2.3.2.3. Au vu de ces constatations, la CPAR considère que les deux versions, diamétralement opposées, comportent toutes deux des composantes vraisemblables, mais également contradictoires ou évolutives, si bien qu'il convient de s'appuyer sur les autres éléments au dossier.

2.3.3. Les déclarations de l'appelante, selon lesquelles elle n'aurait eu aucune relation de proximité avec l'intimé, sont contredites par divers témoignages. K______ a constaté qu'elle "jouait" avec son époux, le draguait et lui proposait de l'alcool, et confirmé les propos de l'intimé sur le fait que l'appelante lui avait touché le sexe et l'avait embrassé. M______, dont aucun élément au dossier ne permet de considérer qu'il a été influencé, comme le prétend pourtant l'appelante, a, pour sa part, perçu du désir de la part de cette dernière pour l'intimé, en raison notamment de ses allusions et sous-entendus, comme à une occasion où elle avait ressenti le besoin de l'interrompre à table – vraisemblablement par jalousie –, ce qui est aussi étayé par le témoignage de G______, qui avait eu, de son côté, le sentiment qu'elle souhaitait créer des jalousies et avait constaté que l'intimé faisait tout ce que l'appelante lui demandait. La précitée a également remarqué que les parties entretenaient une excellente relation, que l'appelante était particulièrement joyeuse en compagnie de l'intimé et lui proposait constamment du vin lorsqu'il rentrait, fait qui corrobore à nouveau davantage la version de l'intimé que celle de l'appelante. Le fait que L______ ait de son côté constaté que leur relation était plutôt tendue, que le froid provenait plutôt de l'appelante, laquelle provoquait l'intimé, n'enlève en aucun cas le caractère crédible du récit de ce dernier avant les faits dès lors que l'emménagement de L______ au sein de la colocation date de fin octobre, soit lorsque l'intimé, qui était sur le point de se marier, avait informé l'appelante qu'il souhaitait mettre un terme à leur relation. Dans ce contexte, il n'est pas non plus surprenant que l'appelante ait directement insulté le couple dès son arrivée dans la maison ("il ne branlait rien ; sa femme était une connasse mal-baisée"). J______ a certes indiqué qu'il n'avait rien vu de particulier, mais a également confirmé qu'il n'était pas souvent là le soir lorsque les colocataires mangeaient ensemble, de sorte que ses déclarations ne contredisent pas les autres témoignages. Il a également déclaré que l'appelante communiquait en français et en espagnol avec l'intimé, confirmant ainsi les dires de ce dernier, alors que l'appelante avait préalablement réfuté de manière catégorique s'être adressée à l'intimé en lui parlant espagnol.

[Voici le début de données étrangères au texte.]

PR #41, opened 2017-06-15
Add openshift image resource

enoodle:
as a supplement to https://github.com/ManageIQ/manageiq/pull/15386 a new resource type for openshift container images is needed.


enoodle:
Sorry, at least at this stage I understand that this is not needed.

Contrairement à ce que soutient l'appelante, il n'est pas surprenant qu'aucune trace matérielle de cette relation n'ait été retrouvée dès lors qu'elle était vouée à être secrète et qu'on imagine mal l'intimé laisser des attentions particulières à l'appelante dans la colocation, voire des messages écrits, vu sa capacité déjà limitée à communiquer de vive-voix.

À cela s'ajoute le message vocal de K______ envoyé à son époux un mois avant les faits et moins de deux semaines avant leur mariage, dans lequel elle fait état de ses constatations et de ses craintes vis-à-vis du comportement de l'appelante, ce qui appuie à nouveau le récit de l'intimé.

Enfin, le fait que l'intimé ait spontanément relaté à la police les événements précédents le soir en question, avec des détails périphériques, ainsi que la relation qu'il entretenait avec l'appelante, tout en admettant par-devant le TCO son désir pour celle-ci et son envie d'entretenir des rapports sexuels avec elle, malgré les menaces proférées, est un gage de sincérité et ce, en dépit des dénégations de l'appelante, étant relevé qu'il n'est pas inconcevable qu'elle ait tenté de le séduire, seulement quelques jours après son emménagement.

Au vu de ces éléments, la CPAR retient que l'appelante a minimisé la fréquence de ses rencontres avec l'intimé ainsi que la nature de leur relation, et tient par conséquent pour crédible la version relatée par le prévenu, avant les faits.

2.3.4. S'agissant des tentatives d'ouverture de la porte de la chambre de l'appelante, bien que celle-ci a été constante à ce sujet et s'est confiée, avant les faits reprochés, tant à son amie S______ qu'à son mari, aucun élément ne permet d'établir qu'il s'agissait de l'intimé, étant rappelé que ce dernier a contesté les faits, que l'époux de l'appelante a indiqué ne pas s'être posé de plus amples questions vu qu'elle habitait avec plusieurs personnes et que sa porte était verrouillée de sorte que l'appelante n'a pu que supposer qu'il s'agissait du prévenu.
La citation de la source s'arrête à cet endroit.